■ WORK TASK ■
Exactly the line that contains "Only warn when building Palette is missing" and the lines following it to the end of the data are to be reproduced, and nothing more.

--- GIVEN INFORMATION ---

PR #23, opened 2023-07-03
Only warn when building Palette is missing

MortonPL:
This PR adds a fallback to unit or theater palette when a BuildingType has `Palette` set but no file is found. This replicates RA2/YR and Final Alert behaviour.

---

■ EXERCISE SOLUTION ■
Only warn when building Palette is missing

MortonPL:
This PR adds a fallback to unit or theater palette when a BuildingType has `Palette` set but no file is found. This replicates RA2/YR and Final Alert behaviour.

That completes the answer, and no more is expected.